__Your task__: From the data below, retype exactly the lines starting with the one that contains "apk: Implement repository_key_fetch" and ending with the one that contains "Distribution, DistributionInstaller, PackageType", both included.

__Materials provided__:
******

PR #4308, opened 2026-05-17
mkosi-initrd: Also add cryptsetup-libs explicitly to the initrd

daandemeyer:
And fix the name of the package on opensuse in the tools tree.

### DIFF
--- a/mkosi/resources/mkosi-initrd/mkosi.conf.d/azure-centos-fedora.conf
+++ b/mkosi/resources/mkosi-initrd/mkosi.conf.d/azure-centos-fedora.conf
@@ -11,6 +11,7 @@ Distribution=|azure
 [Content]
 Packages=
         # Various libraries that are dlopen'ed by systemd
+        cryptsetup-libs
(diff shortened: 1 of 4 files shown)


mkosi/resources/mkosi-tools/mkosi.conf.d/azure-centos-fedora/mkosi.conf
```diff
@@ -11,7 +11,7 @@ Distribution=|azure
 [Content]
 Packages=
         createrepo_c
-        cryptsetup-libs
+        libcryptsetup12
```
behrmann: This doesn't seem right, shouldn't that only be fore suse?

At least centos/centos fails on this, saying it doesn't know `libcryptsetup12`.

daandemeyer: woops fixed

behrmann (approved):

PR #4311, opened 2026-05-19
sandbox: fix console-script entrypoint not being able to execute commands

### LINKED ISSUE #4303: mkosi-sandbox console-script wrapper cannot execute commands

main

### Used host distribution

_No response_

### Used target distribution

_No response_

### Linux kernel version used

_No response_

None

`pyproject.toml` declares `mkosi-sandbox = "mkosi.sandbox:main"` as a
console-script entrypoint, but the resulting script cannot be used to execute
`mkosi-sandbox` with a command when installed with `pip install`.

`mkosi-sandbox` raises a `ValueError` when given a trailing
command unless `__name__ = __main__`, which is never true for the pip-generated
wrapper. This also leads to the `vm`, `shell` and `journalctl` subcommands
failing on NixOS (as I believe Nix internally uses the `pyproject.toml` script
entrypoints). See https://github.com/NixOS/nixpkgs/issues/510068 for the related issue.

Reproduction:
```
cd mkosi
python -m venv .venv && .venv/bin/pip install .
.venv/bin/mkosi-sandbox -- /bin/true
```

I think the core issue here is that `sandbox::main` is used for both: cli entrypoint and library function.
I would propose splitting these two responsibilities into two different functions. Introduce a `setup_sandbox(...)` library function and make `main` just the cli entrypoint which calls the library function internally. Possibly even pulling all the cli logic out into its own module (which does argument parsing and prints pretty errors). This would make the current `is_main` check redundant (solving this kind of bugs) and also provides better UX when used as a library function. I would be happy to contribute this change if that's desired.

### Used mkosi config

```ini

```

### mkosi output

```sh
  File "/home/jakob/Documents/mkosi/.venv/bin/mkosi-sandbox", line 6, in <module>
    sys.exit(main())
             ~~~~^^
  File "/home/jakob/Documents/mkosi/.venv/lib/python3.13/site-packages/mkosi/sandbox.py", line 1407, in main
    raise ValueError(f"A command line to execute can only be provided if {__name__} is executed")
ValueError: A command line to execute can only be provided if mkosi.sandbox is executed
```

jsrkamal2002:
When installed via pip/pipx/Nix, the mkosi-sandbox console-script calls main() directly, so __name__ is "mkosi.sandbox" rather than "__main__". This causes is_main() to return False, which raises a ValueError when a command is passed after -- and prevents os.execvp() from running. Fix this by introducing an entrypoint() wrapper that sets a module-level _entrypoint flag before calling main(), and update is_main() to also check that flag. Point the console-script at entrypoint() instead of main(). Library calls from run.py are unaffected since they call main() directly without going through entrypoint().
Fixes: https://github.com/systemd/mkosi/issues/4303

### DIFF
--- a/mkosi/sandbox.py
+++ b/mkosi/sandbox.py
@@ -167,9 +167,11 @@ This probably means either the system call is not implemented by the running ker
 system call is prohibited via seccomp if mkosi is being executed inside a containerized environment.\
 """
 
+_entrypoint: bool = False
+
 
 def is_main() -> bool:
-    return __name__ == "__main__"
+    return __name__ == "__main__" or _entrypoint
 
 
 def oserror(syscall: str, filename: str = "", errno: int = 0) -> None:
@@ -1573,6 +1575,12 @@ def main(argv: list[str] = sys.argv[1:]) -> None:
                 sys.exit(127)
 
             raise
+
+
+def entrypoint() -> None:
+    global _entrypoint
+    _entrypoint = True
+    main()
 
 
 if is_main():
--- a/pyproject.toml
+++ b/pyproject.toml
@@ -21,7 +21,7 @@ bootable = [
 [project.scripts]
 mkosi = "mkosi.__main__:main"
 mkosi-initrd = "mkosi.initrd:main"
-mkosi-sandbox = "mkosi.sandbox:main"
+mkosi-sandbox = "mkosi.sandbox:entrypoint"
 mkosi-addon = "mkosi.addon:main"
 
 [tool.setuptools]


behrmann (changes requested):
So that doesn't work as advertised, I think your missing your actual entrypoint
```console
$ uv run --with-requirements <(echo git+https://github.com/systemd/mkosi@e25ce82ad39af3446315fa27064b7ed72498bac8) mkosi-sandbox bash
    Updated https://github.com/systemd/mkosi (e25ce82ad39af3446315fa27064b7ed72498bac8)
      Built mkosi @ git+https://github.com/systemd/mkosi@e25ce82ad39af3446315fa27064b7ed72498bac8
Installed 1 package in 25ms
  File "/home/user/.cache/uv/builds-v0/.tmp6PbhpQ/bin/mkosi-sandbox", line 4, in <module>
    from mkosi.sandbox import entrypoint
ImportError: cannot import name 'entrypoint' from 'mkosi.sandbox' (/home/user/.cache/uv/archive-v0/2_uwuIJT_ubOYao2/lib/python3.13/site-packages/mkosi/sandbox.py)
```

behrmann (approved):

behrmann:
@jsrkamal2002 Can you rebase this instead? We usually don't do back merges here.

daandemeyer:
I put up https://github.com/systemd/mkosi/pull/4315 as an alternative

daandemeyer:
Let's close since https://github.com/systemd/mkosi/pull/4315 was merged

jsrkamal2002:
Hi all,
Thank you for the updates on PR #4311.
I understand that the PR has been closed because Daan De Meyer's
alternative, #4315, was merged.
I also noted Jörg Behrmann's request to rebase instead of using back merges.
I will keep that in mind for future contributions.
Thanks for taking care of the fix.

Regards,
Raj Kamal

behrmann:
Thanks you for the bug report and the contribution, even though we went with the slightly larger rework! :)

PR #4313, opened 2026-05-19
apk: Implement repository_key_fetch for the postmarketOS distribution

daandemeyer:
When repository_key_fetch is enabled, fetch the alpine-keys and postmarketos-keys
packages with --allow-untrusted, extract them, and copy the trusted public keys
into /etc/apk/keys/ in the sandbox tree so subsequent installs verify normally.

Co-Authored-By: Claude Opus 4.7 (1M context) <noreply@anthropic.com>

### DIFF
--- a/mkosi/distribution/postmarketos.py
+++ b/mkosi/distribution/postmarketos.py
@@ -8,6 +8,7 @@ from mkosi.distribution import Distribution, DistributionInstaller, PackageType
 from mkosi.installer import PackageManager
 from mkosi.installer.apk import Apk, ApkRepository
 from mkosi.log import complete_step, die
+from mkosi.tree import rmtree
 from mkosi.util import copyfile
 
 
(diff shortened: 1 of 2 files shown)


mkosi/distribution/postmarketos.py
```diff
@@ -36,6 +37,40 @@ def default_tools_tree_distribution(cls) -> Distribution:
...
+            # /usr/share/apk/keys/<arch>/, and their post-install script copies the arch-specific
+            # subset into /etc/apk/keys/. We do the same copy ourselves since post-install scripts
+            # don't run for extracted (uninstalled) packages.
+            for search in (extract / "usr/share/apk/keys" / arch, extract / "etc/apk/keys"):
+                if not search.is_dir():
+                    continue
+                for key in search.glob("*.rsa.pub"):
+                    dest = keys / key.name
+                    if dest.exists():
+                        continue
```
behrmann, line 68: I've not looked at the postinstall scriplets, but assuming they are shell, do they go to the extra length of not overwriting existing keys or why doesn't clobbering the files not make sense?

behrmann (commented):
Looks reasonable to me.

/cc @craftyguy so you're aware.

PR #4315, opened 2026-05-19
sandbox: split CLI and library entry points to fix console-script execution

### LINKED ISSUE #4303: mkosi-sandbox console-script wrapper cannot execute commands

daandemeyer:
When installed via pip/pipx/Nix, the mkosi-sandbox console-script calls
main() with __name__ == "mkosi.sandbox" rather than "__main__", so the
old is_main() check returned False and refused to execvp a trailing
command. Fix this by separating the two responsibilities: enter() is the
library function that sets up the sandbox in the current process and
returns any trailing argv, while main() is the CLI wrapper that calls
enter(), prints friendly error messages carried on a new SandboxOSError,
and execvp's the command. The console-script entry point points at
main() and works regardless of how it is invoked.

Fixes: https://github.com/systemd/mkosi/issues/4303

Co-Authored-By: Claude Opus 4.7 (1M context) <noreply@anthropic.com>

### DIFF
--- a/mkosi/sandbox.py
+++ b/mkosi/sandbox.py
@@ -168,14 +168,22 @@ system call is prohibited via seccomp if mkosi is being executed inside a contai
 """
 
 
-def is_main() -> bool:
-    return __name__ == "__main__"
+class SandboxOSError(OSError):
+    # OSError carrying a human-readable message that the CLI prints to stderr. Library callers can
+    # catch OSError as usual; only the CLI wrapper inspects .message.
+    def __init__(self, errno: int, message: str, filename: str = "") -> None:
+        super().__init__(errno, os.strerror(errno), filename or None)
+        self.message = message
 
 
 def oserror(syscall: str, filename: str = "", errno: int = 0) -> None:
     errno = abs(errno) or ctypes.get_errno()
-    if errno == ENOSYS and is_main():
-        print(ENOSYS_MSG.format(syscall=syscall, kver=os.uname().version), file=sys.stderr)
+    if errno == ENOSYS:
+        raise SandboxOSError(
+            errno,
+            ENOSYS_MSG.format(syscall=syscall, kver=os.uname().version),
+            filename,
+        )
 
     raise OSError(errno, os.strerror(errno), filename or None)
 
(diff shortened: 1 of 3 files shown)


mkosi/sandbox.py
```diff
@@ -1563,17 +1566,29 @@ def main(argv: list[str] = sys.argv[1:]) -> None:
...
+
+def main() -> None:
+    try:
+        argv = enter()
+    except SandboxOSError as e:
+        print(e.message, file=sys.stderr)
+        raise
+
+    if not argv:
+        argv = ["bash"]
```
behrmann:
```suggestion
    argv = argv or ["bash"]
```

behrmann (approved):
This looks very nice. Tested and works via uv.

******

__Answer space__:
apk: Implement repository_key_fetch for the postmarketOS distribution

daandemeyer:
When repository_key_fetch is enabled, fetch the alpine-keys and postmarketos-keys
packages with --allow-untrusted, extract them, and copy the trusted public keys
into /etc/apk/keys/ in the sandbox tree so subsequent installs verify normally.

Co-Authored-By: Claude Opus 4.7 (1M context) <noreply@anthropic.com>

### DIFF
--- a/mkosi/distribution/postmarketos.py
+++ b/mkosi/distribution/postmarketos.py
@@ -8,6 +8,7 @@ from mkosi.distribution import Distribution, DistributionInstaller, PackageType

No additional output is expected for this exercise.